Les malades atteints par ces symptômes devraient pouvoir bénéficier de la reconnaissance de la covid-19 comme maladie professionnelle, quand c'est le cas. Pourtant, le décret du ministre de la santé Olivier Véran, permettant à certains soignants et soignantes de bénéficier de cette reconnaissance, demeure réservé à celles et ceux d'entre eux qui ont été mis sous oxygène, alors que 10 à 20 % des personnes ayant contracté la covid-19 sans aller en réanimation seraient concernés par ces préjudices au long cours.

Qu'en est-il de toutes les autres ? Le ministre oublie aussi les autres maladies, les autres professions, les premiers et premières de cordée, les soignants et soignantes tombés malades et ayant développé d'autres formes de maladies. Beaucoup sont forcés de s'arrêter de travailler et ne sont pas reconnus comme des victimes d'une maladie professionnelle. Toutes et tous ont été invisibilisés et ignorés par les pouvoirs publics. Bien au-delà, toute personne atteinte de ces séquelles ou empêchée de travailler doit bénéficier d'un suivi médical complet, du remboursement intégral de ses frais de santé, de l'aménagement de son poste de travail, voire d'une reconnaissance d'affection de longue durée. À défaut d'une révision du décret pris par le ministre le 14 septembre, et sans rien enlever de la nécessité de la reconnaissance de la maladie professionnelle quand c'est le cas, la proposition de loi pourrait répondre à l'ensemble des situations des nombreuses personnes atteintes d'un covid long.

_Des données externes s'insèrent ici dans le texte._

PR #712, opened 2021-02-20
Pin cffi and cryptography to avoid issues with M1 macs and missing ru…

tisto:
…st complilers

### DIFF
--- a/versions.cfg
+++ b/versions.cfg
@@ -60,6 +60,14 @@ selenium = 3.141.0
 i18ndude = 5.3.4
 msgpack = 0.6.2
 
+# plone.restapi
+
+# cryptography 3.4 requires a rust compiler installed on the system:
+# https://github.com/pyca/cryptography/blob/master/CHANGELOG.rst#34---2021-02-07
+cryptography = 3.3.2
+
+# cffi 1.14.3 fails to install on apple m1
+cffi = 1.14.4
 
 ##############################################################################
 # Zope world dependencies


tisto:

jensens:
I propose to put those in conditional sections, because on other platforms I prefer the more secure rust based installation. 
http://www.buildout.org/en/latest/topics/variables-extending-and-substitutions.html#conditional-configuration-sections

mauritsvanrees:
Actually, `cryptography` is pinned to a much earlier 2.9.2. But this is only in `tests.cfg`. Earlier I already thought about just moving those to `versions.cfg`. It might be time for that. I will see about creating a PR for that.
The `constraints.txt` that I compile already has those versions included.

Meanwhile, can you try `cryptography` 3.4.6? I see this [includes a wheel for arm](https://pypi.org/project/cryptography/3.4.6/#files).

mauritsvanrees:
Superseded by https://github.com/plone/buildout.coredev/pull/713

tisto:
@mauritsvanrees I can try cryptography later today on my m1 when I am at home again. Though, cryptography fails because newer versions require a rust compiler installed on the system. This has nothing to do with the M1 or Python 2. We ran into this problem on our Ubuntu machines with Python 3 as well.

In order to not break existing buildout installations on prod servers, we should pin cryptography to a non-rust version IMHO. For Plone 6 we can make the rust compiler a system requirement and then go with a newer cryptography version.

jensens:
@tisto, if there is a binary wheel no compiler is needed. In my perfect world all packages are available as bin-wheels for all major platforms, so no compiler at all is needed to install Plone.

tisto:
@mauritsvanrees @jensens cryptography 3.4.6 works on my M1. Though, it fails on our Ubuntu Jenkins nodes because the rust compiler is not installed: 

`ModuleNotFoundError: No module named 'setuptools_rust'`

No clue why it compiles and does not take the bin-wheel. I did not investigate this further though.

As said before, I think it would be better for most users to downgrade cryptography to the last non-rust version. This would give us some time to adapt. Just my 2c...

mauritsvanrees:
@tisto Thanks for trying. In 3.4.6 I see most [wheels](https://pypi.org/project/cryptography/3.4.6/#files) have `cp36` in their name, so that probably only supports CPython 3.6. There are a few others.
So yes, we may run into problems with this.
I will pin 3.3.2.

PR #1031, opened 2025-08-17
Add version pin for python-magic [6.1]

gforcada:
This python distribution is needed in order to allow `Products.MimetypesRegistry` to use it.

See https://github.com/plone/Products.MimetypesRegistry/pull/20

`buildout` in `buildout.coredev` does not allow unpinned versions, so we have to pin it before we can test the above MR in Jenkins.

Note that this should also be ported to `6.0` and `6.2` branches, but first let's agree if we want to ever get the above MR merged, and then we can cherry-pick these changes in `buildout.coredev` to the other branches.

### DIFF
--- a/versions-extra.cfg
+++ b/versions-extra.cfg
@@ -36,6 +36,7 @@ PyGithub = 2.6.1
 PyNaCl = 1.5.0
 pyparsing = 3.2.3
 pyrepl = 0.11.4
+python-magic = 0.4.27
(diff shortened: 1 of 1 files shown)


davisagli:
I think it makes sense to try this and then see if https://github.com/plone/Products.MimetypesRegistry/pull/20 passes.

davisagli (approved):

PR #1002, opened 2025-03-10
Update to latest robotframework version

petschki:
This fixes "_start_keyword" errors

PR #1041, opened 2025-10-02
latest robotframework versions [6.2]

petschki:
~~see https://github.com/plone/buildout.coredev/pull/1002~~ unfortunately after merging, there was an error with the jenkins robotframework plugin again when generating the reports. Do not merge until we know whats going on there or a plugin update is available.

### UPDATE

robotsuite XML merger is fixed in `3.0.1`


versions.cfg
```diff
@@ -265,21 +264,21 @@ requests-toolbelt = 1.0.0
...
-# but https://github.com/robocorp/robotframework-lsp/issues/947
+robotframework = 7.3.2
 robotframework-assertion-engine = 3.0.3
-robotframework-browser = 19.3.1
+robotframework-browser = 19.8.0
 robotframework-debuglibrary = 2.5.0
-robotframework-lsp = 1.10.1
+robotframework-lsp = 1.13.0
 robotframework-pythonlibcore = 4.4.1
+# core tests do not use selenium anymore -> remove?
```
mauritsvanrees, line 273: For me it is fine to remove the selenium pins.

petschki: There are some addons (especially easyform) which rely on selenium and buildout for testsetup ... I'd leave it for 6.2 ... maybe mark for removal in 7.0 ?

mauritsvanrees: Agreed.

petschki:
latest plugin release promises to solve our problem with parsing endtime:  https://plugins.jenkins.io/robot/releases/#version_6.2.0 ... 

@gforcada I've updated the plugin, but maybe we need to restart jenkins?

petschki:
ping @gforcada 👋🏼

Is there any chance to debug, why the robotframework plugin still fails to render our reports? https://jenkins.plone.org/job/pull-request-6.2-3.13/428/console 

Since the last update, changelog says this should be fixed https://plugins.jenkins.io/robot/releases/ so I'd like to gather some information for a new issue there. 

When installing the plugin, it said, that jenkins needs a restart. does this happen regularly?

Thank you for your help! 🍀

gforcada:
@petschki sorry, somehow I missed this MR 🫣

I keep updating, every now and then, the server, so it gets restarted frequently.

We are on the latest version, we could create an issue at the plugin to ask for advice.

petschki:
I already did some time ago and reopened it again with these information: https://issues.jenkins.io/browse/JENKINS-75814

petschki:
Looking at the generated XML I'm not sure if the duplicated `<suite id="s2" />` nodes are really correct ... the nested structure looks somehow broken ...

Screenshot 2025-11-18 at 13-16-05

petschki:
Compared to a recent XML output from robotframework 6.0.1

Bildschirmfoto 2025-11-18 um 13 20 19

petschki:
I have also ~created an issue for robotframework here: https://github.com/robotframework/robotframework/issues/5551~ found the root cause for this: https://github.com/collective/robotsuite/pull/34

petschki:
@mauritsvanrees finally we can merge this. I can also backport this to `6.1` what do you think?

mauritsvanrees (approved):

mauritsvanrees:
> @mauritsvanrees finally we can merge this.

Fantastic!  Thanks for your patience and pushing through.

> I can also backport this to `6.1` what do you think?

That should hopefully make the robot tests more stable I guess, so sounds good to me.

PR #1042, opened 2025-10-02
Small update to version pins. [6.1]

mauritsvanrees:
There are more versions we could update, see the [version check GHA](https://github.com/plone/buildout.coredev/actions/runs/18187866827), but I don't want that on the day that I plan to make a Plone bug fix release.  These look safe and wanted.


mauritsvanrees:

PR #1045, opened 2025-10-24
Mxmake update [6.2]

mauritsvanrees:
I ran `mxmake update`, using the latest mxmake version.  See also 
https://github.com/mxstack/mxmake/blob/main/CHANGES.md

This includes a critical change mentioned in that changelog: this no longer runs `mxdev -o`, but `mxdev -f`.
This fixes the following error that I started seeing, [for example on gha](https://github.com/plone/buildout.coredev/actions/runs/18780517910/job/53585253701):

```
RuntimeError: Offline mode:
HTTP reference 'https://zopefoundation.github.io/Zope/releases/5.13/constraints.txt'
not found in cache. Run mxdev in online mode first to populate the cache at .mxdev_cache
```

In recent tests on GHA this week I saw other errors.  [This one](https://github.com/plone/buildout.coredev/actions/runs/18753517860/job/53499289143) seems related to mxmake/mxdev.  [This one](https://github.com/plone/buildout.coredev/actions/runs/18664313285/job/53213014623#step:5:102) not.  Let's see if one of them shows up in this PR.


mauritsvanrees:

jensens (approved):

jensens:
additional, but may be out of scope here, i would set UV_PYTHON.

mauritsvanrees:
> additional, but may be out of scope here, i would set UV_PYTHON.

After merge, the Makefile sets `UV_PYTHON` to `PRIMARY_PYTHON`, which is defined as `python3`.  I think that is better than specifying a specific python version.  At least, this makes the [GHA workflow](https://github.com/plone/buildout.coredev/blob/6.2/.github/workflows/run-make-test.yml) that runs `make test` easier: GHA installs the Python version specified in the matrix, and as a result `python3` should match that version.

Alternatively, I suppose we could switch this GHA to use [`setup-uv`](https://github.com/astral-sh/setup-uv) and pass this the `python-version` from the matrix, which will then set the `UV_PYTHON` env.

jensens:
Yes, that would be the right approach - implemented by me here https://github.com/edutap-eu/edutap.wallet_google/blob/40eb395544d1b3cc51af9e9f52f4c04fad105feb/.github/workflows/tests.yaml#L11-L33 (it uses Tox, but that is interchangeable.

PR #1046, opened 2025-10-24
Mxmake update [6.1]

mauritsvanrees:
Backport of PR #1045 to 6.1.  mxmake/mxdev is less used/tested on 6.1, but we should keep it working.


mauritsvanrees:

jensens (approved):
You could also set `UV_PYTHON?=3.12`  while at it. Or as a separate PR, as you like.

PR #1053, opened 2025-11-21
Use zc.buildout 5.1.0

mauritsvanrees:
And update `pip`, `mr.developer`, and `zc.recipe.egg`.

Buildout now prints a warning at the end:

```
** WARNING **
Some development packages are using old style namespace packages.
You should switch to native namespaces (PEP 420).
If you get a ModuleNotFound or an ImportError when importing a package
from one of these namespaces, you can try this as a temporary workaround:

    pip install horse-with-no-namespace

Note: installing horse-with-no-namespace with buildout will not work.
You must install it into the virtualenv with pip (or uv) before running the buildout.

The following list shows the affected packages and their namespaces:

* plone.restapi: plone
* plone.volto: plone
```

### DIFF
--- a/constraints.txt
+++ b/constraints.txt
@@ -1,16 +1,16 @@
 -c https://zopefoundation.github.io/Zope/releases/5.13/constraints.txt
+horse-with-no-namespace==20251105.1
 packaging==25.0
-pip==25.2
+pip==25.3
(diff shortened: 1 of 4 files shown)


mauritsvanrees:

PR #1054, opened 2025-11-21
Use Zope 6.0b1 and its versions. [6.2]

mauritsvanrees:
This has lots more native namespace packages, and is very close to Python 3.14 support.

PR #1055, opened 2025-11-21
Test Python 3.14.

mauritsvanrees:
This needs two updated versions.  They should work on older Pythons as well.

This builds on the branch of PR #1054.


mauritsvanrees:
Locally it seems to work, but on GHA it quickly fails building lxml 5.4.0.  Maybe update to 6.0.2, which does have wheels for Python 3.14.
Something for later.

mauritsvanrees:
Fox the failures with latest lxml I have opened a [PR in diazo](https://github.com/plone/diazo/pull/92).  But for the moment that PR only updates tox so the tests use `lxml` 6.0.2 and we can see the failures in that repo.

mauritsvanrees:
I close this.  Continued in PR #1070.  After that, we can look at Python 3.14.

PR #1056, opened 2025-11-23
Remove `plone.app.widgets` from `tests.cfg`

petschki:
Since there is no more code needed from `plone.app.widgets` in the core...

Notre groupe a déjà demandé à plusieurs reprises à ce que cesse l'errance médicale des malades au long cours de la covid-19. Nous voulons que ces malades soient reconnus et bénéficient d'une prise en charge intégrale. Nous soutenons donc la proposition qui prévoit que les malades obtiennent une réparation intégrale des séquelles temporaires ou définitives du fait de leur infection au virus, par la création d'un fonds d'indemnisation des victimes de la covid-19, placé sous la tutelle des ministères de la sécurité sociale et du budget. Certes, la possibilité d'indemnisation rapide ne rendra pas aux malades la santé, ni la possibilité de travailler, mais elle est au moins un signe de la prise de responsabilité collective de la société face à cette tragédie et leur permettra de continuer une vie digne. Nous voterons bien évidemment en faveur de la proposition de loi.